I have the following function to create my UAV and initialize a buffer for it:
template <typename T>
static inline void CreateInitializedUnorderedAccessView(
_In_ ID3D11Device* pDevice,
UINT count,
_In_ D3D11_SUBRESOURCE_DATA* pData,
_Out_ ID3D11Buffer** ppBuffer,
_Out_ ID3D11UnorderedAccessView** ppUav)
{
D3D11_BUFFER_DESC bufferDesc =
{
sizeof(T) * count, // ByteWidth
D3D11_USAGE_DEFAULT, // Usage
D3D11_BIND_UNORDERED_ACCESS, // BindFlags
0, // CPUAccessFlags
D3D11_RESOURCE_MISC_BUFFER_STRUCTURED, // MiscFlags
sizeof(T), // StructureByteStride
};
CHR(pDevice->CreateBuffer(
&bufferDesc,
pData,
ppBuffer));
D3D11_UNORDERED_ACCESS_VIEW_DESC uaView =
{
DXGI_FORMAT_UNKNOWN, // Format
D3D11_UAV_DIMENSION_BUFFER, // ViewDimension
};
uaView.Buffer.FirstElement = 0;
uaView.Buffer.Flags = 0;
uaView.Buffer.NumElements = count;
CHR(pDevice->CreateUnorderedAccessView(
*ppBuffer,
&uaView,
ppUav));
}
Ignore CHR, that's a macro for handling exceptions. T is usually a 128 bit type, e.g. __m128i or __n128.
When I call this function:
::CreateInitializedUnorderedAccessView<simd_4>(
this->device.Get(),
1, //this->dataStruct.SysMemPitch / sizeof(simd_4),
&this->dataStruct,
this->outputBuffer.GetAddressOf(),
this->outputView.GetAddressOf());
My shader does exactly what I expect it to do, and writes to the first 128 bits of the UAV's buffer which I verify later.
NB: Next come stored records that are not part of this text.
PR #7079, opened 2021-08-15
clean up car handling, IPFS integration, import manager, retrieve RPC.

raulk:
The goal of this commit was to move the CAR handling logic from go-fil-markets to Lotus via the BlockstoreAccessor abstractions introduced recently.

However, as I began to do that, I realised that the ImportMgr component had ended up quite messy. So I cleaned it up.

I also noticed that we were doing **a lot of** CAR wrangling and copying. Related code was MVP quality and not production-grade. CARs were being placed in temporary locations, and copied several times, imported into blockstores, etc. All of that resulting in overhead that was not acceptable in master.

So I cleaned that up by introducing Blockstore-level abstractions. The system now detects when it's running with IPFS integration, and uses the old strategy of retrieving directly into the IPFS blockstore, instead of using a CARv2 as a buffer.

I also ended up refactoring the `lotus client retrieve` operation. It was quite messy and had a bunch of pathways, which are easier to follow.


node/impl/client/car_helpers.go
```diff
@@ -0,0 +1,91 @@
+package client
```
raulk, line 1: This needs to go and be replaced by go-car support.

PR #7099, opened 2021-08-17
Shed: Create a verifreg command for when VRK isn't a multisig

arajasek:


cmd/lotus-shed/verifreg.go
```diff
@@ -110,6 +111,71 @@ var verifRegAddVerifierCmd = &cli.Command{
...
+			return err
+		}
+
+		allowance, err := types.BigFromString(cctx.Args().Get(2))
+		if err != nil {
+			return err
+		}
+
+		// TODO: ActorUpgrade: Abstract
+		params, err := actors.SerializeParams(&verifreg2.AddVerifierParams{Address: verifier, Allowance: allowance})
```
Stebalien, line 139: Consider requiring a non-id address for the actor, in case of reorgs.

Stebalien (approved):

PR #7108, opened 2021-08-17
Simple alert system; FD limit alerts

magik6k:
This PR adds a new 'Alerting' system, which is built on top of the existing Journal. The basic idea is to have a central place for reporting things which need user action, but aren't necessarily so critical that they would warrant stopping the miner process.

It allows subsystems to define alerts which can be raised or resolved. Alerts can then be viewed by users with `lotus[-miner] log alerts.`

Also adds a basic 'too low file descriptor limit' alert (this has caused me to fail windowpost multiple times (and happens when starting the miner directly from the shell, which I sometimes have to do when trying new things)).

Example `log alerts` output with bad limit, and after fixing the limit, and restarting the node:
2021-08-17-151249_1164x157_scrot

Example `lotus-miner info` when some alerts are active:
2021-08-17-175548_633x164_scrot

TODO:
- [ ] Docstrings
- [ ] Open issues with more alert ideas
- [ ] Tests


lanzafame:
@magik6k This feature would be more useful if there was a way to have the alert information extracted from the machine that the daemon/miner is running on. Most mining operations don't perform monitoring via sshing into a box and running lotus[-miner] commands but rather scrape logs or metrics. If the alerting journal was logged to a file like the standard journal that would be super useful.

magik6k:
> This feature would be more useful if there was a way to have the alert information extracted from the machine that the daemon/miner is running on

This definitely can be done when we have more alert types. Do you mind opening an issue (maybe proposing some specific mechanism, I'm not too familiar with alerting systems)?

> If the alerting journal was logged to a file like the standard journal that would be super useful.

Alerts are logged to the journal

lanzafame:
> This definitely can be done when we have more alert types. Do you mind opening an issue (maybe proposing some specific mechanism, I'm not too familiar with alerting systems)?

Sure thing. 
   
> Alerts are logged to the journal

I tried looking for them there, but I couldn't find them, granted the only alert that I was getting was the 'low fd limit' alert but I saw no mention of it in the journal. I will reconfirm that today though.

lib/ulimit/ulimit.go
```diff
@@ -17,7 +17,7 @@ var (
 	supportsFDManagement = false
 
 	// getlimit returns the soft and hard limits of file descriptors counts
-	getLimit func() (uint64, uint64, error)
+	GetLimit func() (uint64, uint64, error)
```
Stebalien, line 20: I'd consider exposing a _separate_ `GetLimit` function instead of making this variable public.

node/builder.go
```diff
@@ -146,6 +150,9 @@ func defaults() []Option {
 		// global system journal.
 		Override(new(journal.DisabledEvents), journal.EnvDisabledEvents),
 		Override(new(journal.Journal), modules.OpenFilesystemJournal),
+		Override(new(*alerting.Alerting), alerting.NewAlertingSystem),
+
+		Override(CheckFDLimit, modules.CheckFdLimit(16<<10)),
```
Stebalien, line 155: Can we put the limit in a named variable/constant?

node/builder_miner.go
```diff
@@ -74,6 +74,8 @@ func ConfigStorageMiner(c interface{}) Option {
 	return Options(
 		ConfigCommon(&cfg.Common, enableLibp2pNode),
 
+		Override(CheckFDLimit, modules.CheckFdLimit(100_000)), // recommend at least 100k FD limit to miners
```
Stebalien, line 77: Also variable/constant? Not critical, but a nice thing to group. Maybe even drop it in build?

node/modules/alerts.go
```diff
@@ -0,0 +1,43 @@
...
+
+import (
+	"github.com/filecoin-project/lotus/journal/alerting"
+	"github.com/filecoin-project/lotus/lib/ulimit"
+)
+
+func CheckFdLimit(min uint64) func(al *alerting.Alerting) {
+	return func(al *alerting.Alerting) {
+		if ulimit.GetLimit == nil {
+			return
```
Stebalien, line 11: No alert in this case?

cli/log.go
```diff
@@ -100,3 +103,51 @@ var LogSetLevel = &cli.Command{
...
 	},
 }
+
+var LogAlerts = &cli.Command{
+	Name:  "alerts",
+	Usage: "Get alert states",
+	Flags: []cli.Flag{
+		&cli.BoolFlag{
+			Name:  "all",
+			Usage: "get all (active and inactive) alerts",
```
Stebalien, line 113: note that it defaults to active?

journal/alerting/alerts.go
```diff
@@ -0,0 +1,161 @@
...
+	}
+
+	a.alerts[at] = upd(alert, rawMsg)
+}
+
+// Raise marks the alert condition as active and records related event in the journal
+func (a *Alerting) Raise(at AlertType, message interface{}) {
+	log.Errorw("alert raised", "type", at, "message", message)
+
+	a.update(at, message, func(alert Alert, rawMsg json.RawMessage) Alert {
```
Stebalien, line 107: This API is a bit strange because `update` doesn't actually need the message. I'd consider making a separate `marshalMessage` helper. I.e.:

```go
func marshalMessage(msg interface{}) json.RawMessage {
	rawMsg, err := json.Marshal(message)
	if err != nil {
		log.Errorw("marshaling alert message failed", "type", at, "error", err)
		rawMsg, err = json.Marshal(&struct {
			AlertError string
		}{
			AlertError: err.Error(),
		})
		log.Errorw("marshaling marshaling error failed", "type", at, "error", err)
	}
    return rawMsg
}
```

journal/alerting/alerts.go
```diff
@@ -0,0 +1,161 @@
...
+
+// GetAlerts returns all registered (active and inactive) alerts
+func (a *Alerting) GetAlerts() []Alert {
+	a.lk.Lock()
+	defer a.lk.Unlock()
+
+	out := make([]Alert, 0, len(a.alerts))
+	for _, alert := range a.alerts {
+		out = append(out, alert)
+	}
```
Stebalien, line 151:
```suggestion
	out := make([]Alert, len(a.alerts))
	copy(out, a.alerts)
```

Stebalien (approved):
Some nits you can ignore if you just want to merge it.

However, when I call CreateInitializedUnorderedAccessView with ANY number larger than 1 for count (e.g. 2,3,4, 16, or, ideally, this->dataStruct.SysMemPitch/sizeof(simd_4)), the UAV's buffer isn't written to at all which should be impossible from how I wrote the shader--although I'm not certain of that, so I'll include some of the relevant HLSL assembly here:
cs_5_0
dcl_globalFlags refactoringAllowed
dcl_constantbuffer cb0[2], immediateIndexed
dcl_constantbuffer cb1[1], immediateIndexed
dcl_uav_structured u0, 16
dcl_input vThreadID.xy
dcl_temps 25
dcl_thread_group 64, 1, 1
imad r24.w, vThreadID.y, l(0x003fffc0), vThreadID.x
if_z r24.w
mov r0.xyzw, l(0xffffffff, 0xffffffff, 0xffffffff, 0xffffffff)
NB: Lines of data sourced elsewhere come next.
PR #7112, opened 2021-08-18
journal: current log file does not contain dynamic date

### LINKED ISSUE #7050: Make current journal log file distinguishable from rotated journal log files
### Checklist

### Lotus component

Other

store_structured u0.xyzw, l(0), l(0), r0.xyzw
endif
...
which should, after running the shader, set the first 128 bits in the UAV to 1... but they are all 0 when I feed a count of anything other than 1 to my CreateInitializedUnorderedAccessView function. What could be causing this?